In [8]:
from bookworm import *
%matplotlib inline
import matplotlib.pyplot as plt
plt.rcParams['figure.figsize'] = (12,9)
import pandas as pd
import numpy as np
import networkx as nx
import random
There's a lovely piece of classic game theory known as the the 'Stable Marriage Problem' which is famously solved by the Gale-Shapley Algorithm.
The story given to provide intuition often changes from telling to telling, but here I'll use a story of a town's villagers. For the sake of mathematical simplicity we're going to have to make some reductive assumptions about the townspeople's genders and sexulaities - there are two genders in this town, the population is evenly split between the two genders, and everyone is heterosexual. The townspeople need to be married off to one another for the sake of good and wholesome society, and each person has an ordered list of spousal preferences. Men propose to women, and women can accept or reject any of those proposals at any time until overall stability is achieved. For example:
| Proposor | ||||
|---|---|---|---|---|
| Man 1 | 2 | 1 | 3 | 4 |
| Man 2 | 4 | 1 | 2 | 3 |
| Man 3 | 1 | 3 | 2 | 4 |
| Man 4 | 2 | 3 | 1 | 4 |
| Acceptor | ||||
|---|---|---|---|---|
| Woman 1 | 1 | 3 | 2 | 4 |
| Woman 2 | 3 | 4 | 1 | 2 |
| Woman 3 | 4 | 2 | 3 | 1 |
| Woman 4 | 3 | 2 | 1 | 4 |
Man 1 would ideally like to marry Woman 2, followed by Woman 1, Woman 3 and finally Woman 4, etc.

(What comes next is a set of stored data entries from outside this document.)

PR #512, opened 2020-11-09
[WIP] train from memory.

### LINKED ISSUE #198: Training a model from in-memory data
Hi,
How could I change the code so that it is possible to train a model from  in-memory data instead of using files?
Basically, changing
`tokenizer.train(["wiki.test.raw"], vocab_size=20000)`
by 
`tokenizer.train(data_array, vocab_size=20000)`
considering that **data_array** is e.g. an array of sentences ["First sentence", "second sentence...].
Thanks for your work!
Best, Loic

Narsil:
First attempt to train from memory.

Nice things:
- It works
- It's relatively simple
- It enables shifting paradigm so that `feed_train_chunk` could start to
  directly feed some inner struct of `Trainer` (pairs for BPE, sentences
for Unigram) and bypass `word_counts` later.
- `datasets` training is somehow as fast as from raw file (~20% slowdown
on wikitext-103-raw ?).

Negatives:
- Puts burden on the caller to feed chunks
large enough that parallelization actually achieves something.
- Adds a new item in `Tokenizer` struct that does not really belong (it
belongs to the trainer and could be different from words, but this state
is temporary).
- In the case of `datasets` we are still having a slowdown because we
have to recreate a `string` chunk for a list of strings that gets
splitted later.
- We are accepting only strings, not raw bytes which does incur some
overhead but really not the focus here.
- `{train|train_and_replace}_{from_files|from_buffer}` is starting to get a bit silly.

Still missing:
- Adding the docs
- Rust tests.
- Node bindings

Fixes #198

### DIFF
--- a/bindings/python/examples/train_datasets.py
+++ b/bindings/python/examples/train_datasets.py
@@ -1,0 +1,33 @@
+import datasets
+from tokenizers import normalizers, pre_tokenizers, Tokenizer, models, trainers
+import tqdm
+
+
+def main():
+    dataset = datasets.load_dataset("wikitext", "wikitext-103-raw-v1")
+    bpe_tokenizer = Tokenizer(models.BPE())
+    bpe_tokenizer.pre_tokenizer = pre_tokenizers.Whitespace()
+    bpe_tokenizer.normalizer = normalizers.Lowercase()
+    trainer = trainers.BpeTrainer(show_progress=True)
+
+    def data_iterator():
+        L = len(dataset["train"])
+        B = 30000
+        for i in tqdm.tqdm(range(0, L, B)):
+            batch = dataset["train"][i : i + B]
+            # print("H", end="", flush=True)
+            yield "".join(batch["text"])
+
+    bpe_tokenizer.train_from_iterator(trainer, data_iterator())
+
+
+def main2():
+    trainer = trainers.BpeTrainer(show_progress=True)
+    bpe_tokenizer = Tokenizer(models.BPE())
+    bpe_tokenizer.pre_tokenizer = pre_tokenizers.Whitespace()
+    bpe_tokenizer.normalizer = normalizers.Lowercase()
+    bpe_tokenizer.train(trainer, ["/home/nicolas/data/wikitext-103-raw/wiki.train.raw"])
+
+
+if __name__ == "__main__":
+    main()
--- a/bindings/python/src/tokenizer.rs
+++ b/bindings/python/src/tokenizer.rs
@@ -1035,6 +1035,33 @@ impl PyTokenizer {
         Ok(self.tokenizer.add_special_tokens(&tokens))
     }
 
+    fn train_from_iterator(&mut self, trainer: &PyTrainer, iterator: &PyAny) -> PyResult<()> {
+        let gil = Python::acquire_gil();
+        let mut iterator: PyIterator = iterator.iter()?;
+        while let Ok(Some(content)) = {
+            if let Some(value) = iterator.next() {
+                let item: &PyAny = value?;
+                if let Ok(s) = item.downcast::<PyString>() {
+                    let content: &str = s.to_str()?;
+                    Ok(Some(content))
+                } else {
+                    Err(exceptions::PyTypeError::new_err(
+                        "Invalid string in python iterator",
+                    ))
+                }
+            } else {
+                Ok(None)
+            }
+        } {
+            self.tokenizer
+                .feed_train_chunk(trainer, content)
+                .map_err(|_| exceptions::PyException::new_err("Cannot feed chunk"))?;
+        }
+        gil.python().allow_threads(|| {
+            ToPyResult(self.tokenizer.train_and_replace_from_buffer(trainer)).into()
+        })
+    }
+
     fn train(&mut self, trainer: &PyTrainer, files: Vec<String>) -> PyResult<()> {
         let gil = Python::acquire_gil();
         gil.python()
--- a/bindings/python/tests/bindings/test_trainers.py
+++ b/bindings/python/tests/bindings/test_trainers.py
@@ -12,6 +12,41 @@ from tokenizers import (
 )
 from ..utils import data_dir, train_files
 
+ZEN_OF_PYTHON = """
+[CLS] The Zen of Python, by Tim Peters [SEP]
+[CLS] Beautiful is better than ugly. [SEP]
+[CLS] Explicit is better than implicit. [SEP]
+[CLS] Simple is better than complex. [SEP]
+[CLS] Complex is better than complicated. [SEP]
+[CLS] Flat is better than nested. [SEP]
+[CLS] Sparse is better than dense. [SEP]
+[CLS] Readability counts. [SEP]
+[CLS] Special cases aren't special enough to break the rules. [SEP]
+[CLS] Although practicality beats purity. [SEP]
+[CLS] Errors should never pass silently. [SEP]
+[CLS] Unless explicitly silenced. [SEP]
+[CLS] In the face of ambiguity, refuse the temptation to guess. [SEP]
+[CLS] There should be one-- and preferably only one --obvious way to do it. [SEP]
+[CLS] Although that way may not be obvious at first unless you're Dutch. [SEP]
+[CLS] Now is better than never. [SEP]
+[CLS] Although never is often better than *right* now. [SEP]
+[CLS] If the implementation is hard to explain, it's a bad idea. [SEP]
+[CLS] If the implementation is easy to explain, it may be a good idea. [SEP]
+[CLS] Namespaces are one honking great idea -- let's do more of those! [SEP]
+"""
+
+
+class TestTrain:
+    def test_train_from_memory(self):
+        bpe_tokenizer = Tokenizer(models.BPE())
+        bpe_tokenizer.normalizer = normalizers.Lowercase()
+        trainer = trainers.BpeTrainer(show_progress=False)
+
+        def data_iterator():
+            yield ZEN_OF_PYTHON
+
+        bpe_tokenizer.train_from_iterator(trainer, data_iterator())
+
 
 class TestUnigram:
     def test_train(self, train_files):
@@ -46,30 +81,7 @@ class TestUnigram:
     def test_train_with_special_tokens(self):
         filename = "tests/data/dummy-unigram-special_tokens-train.txt"
         with open(filename, "w") as f:
-            f.write(
-                """
-[CLS] The Zen of Python, by Tim Peters [SEP]
-[CLS] Beautiful is better than ugly. [SEP]
-[CLS] Explicit is better than implicit. [SEP]
-[CLS] Simple is better than complex. [SEP]
-[CLS] Complex is better than complicated. [SEP]
-[CLS] Flat is better than nested. [SEP]
-[CLS] Sparse is better than dense. [SEP]
-[CLS] Readability counts. [SEP]
-[CLS] Special cases aren't special enough to break the rules. [SEP]
-[CLS] Although practicality beats purity. [SEP]
-[CLS] Errors should never pass silently. [SEP]
-[CLS] Unless explicitly silenced. [SEP]
-[CLS] In the face of ambiguity, refuse the temptation to guess. [SEP]
-[CLS] There should be one-- and preferably only one --obvious way to do it. [SEP]
-[CLS] Although that way may not be obvious at first unless you're Dutch. [SEP]
-[CLS] Now is better than never. [SEP]
-[CLS] Although never is often better than *right* now. [SEP]
-[CLS] If the implementation is hard to explain, it's a bad idea. [SEP]
-[CLS] If the implementation is easy to explain, it may be a good idea. [SEP]
-[CLS] Namespaces are one honking great idea -- let's do more of those! [SEP]
-            """
-            )
+            f.write(ZEN_OF_PYTHON)
 
         tokenizer = Tokenizer(models.Unigram())
         trainer = trainers.UnigramTrainer(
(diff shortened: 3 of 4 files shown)


n1t0:
Nice! I've been thinking about your comments and experimented a bit, and I think I might have something that can avoid almost/all the negative points stated above, without complicating things too much and even simplifying some others.

> It enables shifting paradigm so that `feed_train_chunk` could start to
  directly feed some inner struct of `Trainer` (pairs for BPE, sentences
for Unigram) and bypass `word_counts` later.

I'm not sure to understand exactly how you would feed types specific to each `Trainer` without being too specific about each of them in the `Tokenizer`. I think it should stay the responsibility of each `Trainer` to process the data, and as such, having them process a bunch of `&str` seems the most straightforward way to do it for me.

> Puts burden on the caller to feed chunks
large enough that parallelization actually achieves something.

I think the way to avoid this is to actually parallelize over the iterator instead of each element. We could absolutely be training over an array with small sentences, and I even feel like it will be the case most of the time. Plus, we can expect to get at least as many elements in the iterator as the number of threads in the pool, while we can't really expect each string to be long enough and to include some `\n`.

> - Adds a new item in `Tokenizer` struct that does not really belong (it
belongs to the trainer and could be different from words, but this state
is temporary).
> - In the case of `datasets` we are still having a slowdown because we
have to recreate a `string` chunk for a list of strings that gets
splitted later.

These are not necessary with the solution below. `datasets` can probably directly feed a NumPy array, without the need for any sort of pre-processing.

> `{train|train_and_replace}_{from_files|from_buffer}` is starting to get a bit silly.

With #519, we remove `train_and_replace` to keep only `train`, that will be training the attached `Model` in-place. Makes everything easier.

So in order to achieve this, I think we can have something along the lines of: 
```rust
pub trait Trainer {
    [...]

    // No need to give anything else than the Model to train
    fn train(&self, model: &mut Self::Model) -> Result<Vec<AddedToken>>;

    // We feed the `Trainer` with an iterator, and give him a way to pre-process each sequence
    fn feed<I, S, F>(&mut self, iterator: I, process: F) -> Result<()>
    where
        I: Iterator<Item = S> + Send,
        S: AsRef<str> + Send,
        F: Fn(&str) -> Result<Vec<String>> + Sync;
}

// Example of impl to handle word counts. We can factorize the inside to easily
// re-use it in the various Trainer for now.
fn feed<I, S, F>(&mut self, iterator: I, process: F) -> Result<()>
where
    I: Iterator<Item = S> + Send,
    S: AsRef<str> + Send,
    F: Fn(&str) -> Result<Vec<String>> + Sync,
{
    let words: Result<HashMap<String, u32>> = iterator
        .maybe_par_bridge()
        .map(|sequence| {
            let words = process(sequence.as_ref())?;
            let mut map = HashMap::new();
            for word in words {
                map.entry(word).and_modify(|c| *c += 1).or_insert(1);
            }
            Ok(map)
        })
        .reduce(
            || Ok(HashMap::new()),
            |acc, ws| {
                let mut acc = acc?;
                for (k, v) in ws? {
                    acc.entry(k).and_modify(|c| *c += v).or_insert(v);
                }
                Ok(acc)
            },
        );

    self.words = words?;
    Ok(())
}

// On the Tokenizer, the default train now deals with iterators directly
pub fn train<T, I, S>(&mut self, trainer: &mut T, sequences: I) -> Result<&mut Self>
where
    T: Trainer<Model = M> + Sync,
    I: Iterator<Item = S> + Send,
    S: AsRef<str> + Send,
{
    let (lower, upper) = sequences.size_hint();
    let len = upper.unwrap_or(lower) as u64;
    let progress = if trainer.should_show_progress() {
        let progress = ProgressBar::new(len);
        progress.set_style(
            ProgressStyle::default_bar()
                .template("[{elapsed_precise}] {msg:<40!} {wide_bar} {pos:<9!}/{len:>9!}"),
        );
        progress.set_message("Pre-processing sequences");
        progress.set_draw_delta(len / 100); // Redraw only every 2%
        Some(progress)
    } else {
        None
    };

    trainer.feed(
        sequences.map(|s| {
            if let Some(progress) = &progress {
                progress.inc(1)
            }
            s
        }),
        |seq| {
            let normalized = self.do_normalize(seq.as_ref())?;
            let pre_tokenized = self.do_pre_tokenize(normalized)?;
            Ok(pre_tokenized
                .get_splits(OffsetReferential::Original, OffsetType::Byte)
                .into_iter()
                .map(|(s, _, _)| s.to_owned())
                .collect())
        },
    )?;
    if let Some(pbar) = progress {
        pbar.finish();
    }

    // let words = self.word_count(trainer, files)?;
    let special_tokens = trainer.train(&mut self.model)?;
    self.add_special_tokens(&special_tokens);

    Ok(self)
}

// And we can have a version that trains on files
pub fn train_from_files<T>(&mut self, trainer: &mut T, files: Vec<String>) -> Result<&mut Self>
where
    T: Trainer<Model = M> + Sync,
{
    let max_read = 1_000_000;
    use crate::utils::iter::ResultShunt;
    ResultShunt::process(
        files.into_iter().flat_map(|filename| {
            match File::open(filename) {
                Ok(file) => {
                    let file = BufReader::with_capacity(max_read, file);
                    // We read new lines using this API instead of the Lines Iterator
                    // on purpose. We want to keep the `\n` and potential `\r` between each lines
                    // We use an iterator to be able to chain with par_bridge.
                    itertools::Either::Left(file.lines_with_ending())
                }
                Err(e) => itertools::Either::Right(std::iter::once(Err(e))),
            }
        }),
        |iter| self.train(trainer, iter).map(|_| {}),
    )??;
    Ok(self)
}
```

Narsil:
> Nice! I've been thinking about your comments and experimented a bit, and I think I might have something that can avoid almost/all the negative points stated above, without complicating things too much and even simplifying some others.

I like your proposal, my main concerns are:

1. How feasible/simple it is to implement this `Send` Iterator.
2. Be careful about the accumulating costs of casting from native string to rust string for each sentence might incur a bigger cost that we want (to be checked)

Other than that it's great. And with the inversion of control proposed in #519 I think most of the problems will be gone.

> 
> > It enables shifting paradigm so that `feed_train_chunk` could start to
> > directly feed some inner struct of `Trainer` (pairs for BPE, sentences
> > for Unigram) and bypass `word_counts` later.
> 
> I'm not sure to understand exactly how you would feed types specific to each `Trainer` without being too specific about each of them in the `Tokenizer`. I think it should stay the responsibility of each `Trainer` to process the data, and as such, having them process a bunch of `&str` seems the most straightforward way to do it for me.

It is the `tokenizer` responsability to process the data (pre_tokenize and normalize). But yes it's the trainer's responsability to store the struct it needs to do that actual training, and that what I was referring to with that sentence.

> 
> > Puts burden on the caller to feed chunks
> > large enough that parallelization actually achieves something.
> 
> I think the way to avoid this is to actually parallelize over the iterator instead of each element. We could absolutely be training over an array with small sentences, and I even feel like it will be the case most of the time. Plus, we can expect to get at least as many elements in the iterator as the number of threads in the pool, while we can't really expect each string to be long enough and to include some `\n`.

I don't think we can have a python iterator to be `Send`, it's stateful by nature. 
The problem with that solution is that for every language we need to find a way to make a natural iterator become a `Send` iterator in Rust. That's why I thought moving large String chunks around felt more natural (We don't have to create that `Send` structure for each langage). We also have to take into account the cost of Casting a binding language string into a Rust string, the more we have to do that slower it gets (we probably need to check if this is a real bottleneck or not).


> 
> > * Adds a new item in `Tokenizer` struct that does not really belong (it
> >   belongs to the trainer and could be different from words, but this state
> >   is temporary).
> > * In the case of `datasets` we are still having a slowdown because we
> >   have to recreate a `string` chunk for a list of strings that gets
> >   splitted later.
> 
> These are not necessary with the solution below. `datasets` can probably directly feed a NumPy array, without the need for any sort of pre-processing.
> 
> > `{train|train_and_replace}_{from_files|from_buffer}` is starting to get a bit silly.
> 
> With #519, we remove `train_and_replace` to keep only `train`, that will be training the attached `Model` in-place. Makes everything easier.

Yup that's nice.

> 
> So in order to achieve this, I think we can have something along the lines of:
> 
> ```rust
> pub trait Trainer {
>     [...]
> 
>     // No need to give anything else than the Model to train
>     fn train(&self, model: &mut Self::Model) -> Result<Vec<AddedToken>>;
> 
>     // We feed the `Trainer` with an iterator, and give him a way to pre-process each sequence
>     fn feed<I, S, F>(&mut self, iterator: I, process: F) -> Result<()>
>     where
>         I: Iterator<Item = S> + Send,
>         S: AsRef<str> + Send,
>         F: Fn(&str) -> Result<Vec<String>> + Sync;
> }
> 
> // Example of impl to handle word counts. We can factorize the inside to easily
> // re-use it in the various Trainer for now.
> fn feed<I, S, F>(&mut self, iterator: I, process: F) -> Result<()>
> where
>     I: Iterator<Item = S> + Send,
>     S: AsRef<str> + Send,
>     F: Fn(&str) -> Result<Vec<String>> + Sync,
> {
>     let words: Result<HashMap<String, u32>> = iterator
>         .maybe_par_bridge()
>         .map(|sequence| {
>             let words = process(sequence.as_ref())?;
>             let mut map = HashMap::new();
>             for word in words {
>                 map.entry(word).and_modify(|c| *c += 1).or_insert(1);
>             }
>             Ok(map)
>         })
>         .reduce(
>             || Ok(HashMap::new()),
>             |acc, ws| {
>                 let mut acc = acc?;
>                 for (k, v) in ws? {
>                     acc.entry(k).and_modify(|c| *c += v).or_insert(v);
>                 }
>                 Ok(acc)
>             },
>         );
> 
>     self.words = words?;
>     Ok(())
> }
> 
> // On the Tokenizer, the default train now deals with iterators directly
> pub fn train<T, I, S>(&mut self, trainer: &mut T, sequences: I) -> Result<&mut Self>
> where
>     T: Trainer<Model = M> + Sync,
>     I: Iterator<Item = S> + Send,
>     S: AsRef<str> + Send,
> {
>     let (lower, upper) = sequences.size_hint();
>     let len = upper.unwrap_or(lower) as u64;
>     let progress = if trainer.should_show_progress() {
>         let progress = ProgressBar::new(len);
>         progress.set_style(
>             ProgressStyle::default_bar()
>                 .template("[{elapsed_precise}] {msg:<40!} {wide_bar} {pos:<9!}/{len:>9!}"),
>         );
>         progress.set_message("Pre-processing sequences");
>         progress.set_draw_delta(len / 100); // Redraw only every 2%
>         Some(progress)
>     } else {
>         None
>     };
> 
>     trainer.feed(
>         sequences.map(|s| {
>             if let Some(progress) = &progress {
>                 progress.inc(1)
>             }
>             s
>         }),
>         |seq| {
>             let normalized = self.do_normalize(seq.as_ref())?;
>             let pre_tokenized = self.do_pre_tokenize(normalized)?;
>             Ok(pre_tokenized
>                 .get_splits(OffsetReferential::Original, OffsetType::Byte)
>                 .into_iter()
>                 .map(|(s, _, _)| s.to_owned())
>                 .collect())
>         },
>     )?;
>     if let Some(pbar) = progress {
>         pbar.finish();
>     }
> 
>     // let words = self.word_count(trainer, files)?;
>     let special_tokens = trainer.train(&mut self.model)?;
>     self.add_special_tokens(&special_tokens);
> 
>     Ok(self)
> }
> 
> // And we can have a version that trains on files
> pub fn train_from_files<T>(&mut self, trainer: &mut T, files: Vec<String>) -> Result<&mut Self>
> where
>     T: Trainer<Model = M> + Sync,
> {
>     let max_read = 1_000_000;
>     use crate::utils::iter::ResultShunt;
>     ResultShunt::process(
>         files.into_iter().flat_map(|filename| {
>             match File::open(filename) {
>                 Ok(file) => {
>                     let file = BufReader::with_capacity(max_read, file);
>                     // We read new lines using this API instead of the Lines Iterator
>                     // on purpose. We want to keep the `\n` and potential `\r` between each lines
>                     // We use an iterator to be able to chain with par_bridge.
>                     itertools::Either::Left(file.lines_with_ending())
>                 }
>                 Err(e) => itertools::Either::Right(std::iter::once(Err(e))),
>             }
>         }),
>         |iter| self.train(trainer, iter).map(|_| {}),
>     )??;
>     Ok(self)
> }
> ```

n1t0:
> I don't think we can have a python iterator to be Send, it's stateful by nature.
The problem with that solution is that for every language we need to find a way to make a natural iterator become a Send iterator in Rust. That's why I thought moving large String chunks around felt more natural (We don't have to create that Send structure for each langage). We also have to take into account the cost of Casting a binding language string into a Rust string, the more we have to do that slower it gets (we probably need to check if this is a real bottleneck or not).

We can convert and stream everything in Python by doing something like this:
```rust
#[args(trainer = "None")]
fn train_from_iterator(
    &mut self,
    trainer: Option<&mut PyTrainer>,
    iterator: &PyAny,
) -> PyResult<()> {
    let mut trainer =
        trainer.map_or_else(|| self.tokenizer.get_model().get_trainer(), |t| t.clone());
    let (send, recv) = std::sync::mpsc::sync_channel(256);
    let mut sender = Some(send);
    let iterator: PyIterator = iterator.iter()?;

    crossbeam::thread::scope(|s| {
        let _train_handle = s.spawn(|_| {
            self.tokenizer
                .train(&mut trainer, recv.into_iter())
                .map(|_| {})
        });

        ResultShunt::process(iterator.map(|seq| seq?.extract::<&str>()), |iter| {
            if let Some(send) = sender.take() {
                for seq in iter {
                    send.send(seq)
                        .map_err(|e| exceptions::PyException::new_err(e.to_string()))?;
                }
            }
            Ok(())
        })?
    })
    .unwrap()
}
```

The only problem I see with this is that it might get tricky to make it work with custom Python components, but It does not seem impossible though. It would incur some bad GIL locking contention but that's the case wherever we use custom Python components at the moment, and something we can improve in many places.

marcglobality:
I'm very interested in this feature. What's the state of this? :)

n1t0:
Superseded by #544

The problem, now, is to find a set of pairings between townspeople which leaves the population maximally satisfied. Note that we're maximising satisfaction for the whole population here, not individuals - Some people will inevitably miss out on a marriage with their ideal partner because they've already chosen to marry somebody else, or because their preferences are misaligned. The solution we want to approach here is one of equilibrium or stability - ie no person will deviate from their marriage becuase, due to the stability of the other couples around them, their interests are maximised by remaining in the marriage. There are no two people of opposite gender who would both rather have each other than their current partners.
The solution proposed by Gale and Shapley in 1962 says that we'll need to take an iterative approach to arriving at that maximally satisfied set of pairings. First, each man proposes to his ideal partner - some women might get several proposals at this stage, and some might receive none (see the double instance of Woman 2 in column 1 of the Proposors' table above). The women then pick their first choice from their set of proposals, and a provisional engagement is established between those pairs. The non-engaged men then propose to their next preference (regardless of whether or not she is already engaged). If the woman prefers the idea of marriage with this man to her current state, she accepts. In some cases this leads to an engaged man to be jilted in favour of another man. This step is repeated until all men and women have a partner.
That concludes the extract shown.